Action item:
The data must be returned in full, with no character altered.
** Opening Records shown block **
PR #1504, opened 2019-09-09
Fix Malacath quest name

df-ferital:
Malacath quest name was wrong as mentioned on the forums: https://forums.dfworkshop.net/viewtopic.php?f=25&t=2684


ajrb:
Thanks, not sure how I got that wrong. Just be aware that this will not stop the quest from running if someone has adult content switched off.

df-ferital:
@arj Thanks for the info.
@Interkarma Should we also filter this particular when ChildGuard is on?

Interkarma:
@df-ferital There's no global ChildGuard enable as yet. Just player paper doll nudity on/off. I've let mods do most of the heavy lifting here in terms of replacing the pixel nudity of sprites, etc. It's something we should look at adding in a more global way in future. For now, I'm happy for the quest just to be allowed, unless there's any objections.

df-ferital:
Thanks. I asked because of Hazelnut message and I saw this in `QuestListManager`:
```C#
if (!quest.adult || DaggerfallUnity.Settings.PlayerNudity)
   pool.Add(quest);
```
 and thought it was suppose to filter quests.

ajrb:
It does, yes. Interkarma may have missed that. :-)

However it doesn't work for the daedric quests, and what could we do if a player summons and then the quest isn't started. Only solution would be to develop a safe quest version or use one of the other daedric quests instead but I really don't feel it's important.

Interkarma:
I haven't missed it - PlayerNudity flag was intended for the paper doll only. It has just been co-opted for other purposes for now. I'd rather have a more comprehensive setup if it's something we're going to do properly later.

ajrb:
Yeah, I also feel quite ambivalent about it as well. I used the nudity flag because it was the only thing available to filter the adult quests on. Possibly it should be better communicated in the settings but beyond that I don't think it's worth any effort. DF is so tame over 2 decades later.

df-ferital:
Ok, thank you both, I'll leave this very small PR as it is then :)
** Closing Records shown block **
Output of the task:
PR #1504, opened 2019-09-09
Fix Malacath quest name

df-ferital:
Malacath quest name was wrong as mentioned on the forums: https://forums.dfworkshop.net/viewtopic.php?f=25&t=2684


ajrb:
Thanks, not sure how I got that wrong. Just be aware that this will not stop the quest from running if someone has adult content switched off.

df-ferital:
@arj Thanks for the info.
@Interkarma Should we also filter this particular when ChildGuard is on?

Interkarma:
@df-ferital There's no global ChildGuard enable as yet. Just player paper doll nudity on/off. I've let mods do most of the heavy lifting here in terms of replacing the pixel nudity of sprites, etc. It's something we should look at adding in a more global way in future. For now, I'm happy for the quest just to be allowed, unless there's any objections.

df-ferital:
Thanks. I asked because of Hazelnut message and I saw this in `QuestListManager`:
```C#
if (!quest.adult || DaggerfallUnity.Settings.PlayerNudity)
   pool.Add(quest);
```
 and thought it was suppose to filter quests.

ajrb:
It does, yes. Interkarma may have missed that. :-)

However it doesn't work for the daedric quests, and what could we do if a player summons and then the quest isn't started. Only solution would be to develop a safe quest version or use one of the other daedric quests instead but I really don't feel it's important.

Interkarma:
I haven't missed it - PlayerNudity flag was intended for the paper doll only. It has just been co-opted for other purposes for now. I'd rather have a more comprehensive setup if it's something we're going to do properly later.

ajrb:
Yeah, I also feel quite ambivalent about it as well. I used the nudity flag because it was the only thing available to filter the adult quests on. Possibly it should be better communicated in the settings but beyond that I don't think it's worth any effort. DF is so tame over 2 decades later.

df-ferital:
Ok, thank you both, I'll leave this very small PR as it is then :)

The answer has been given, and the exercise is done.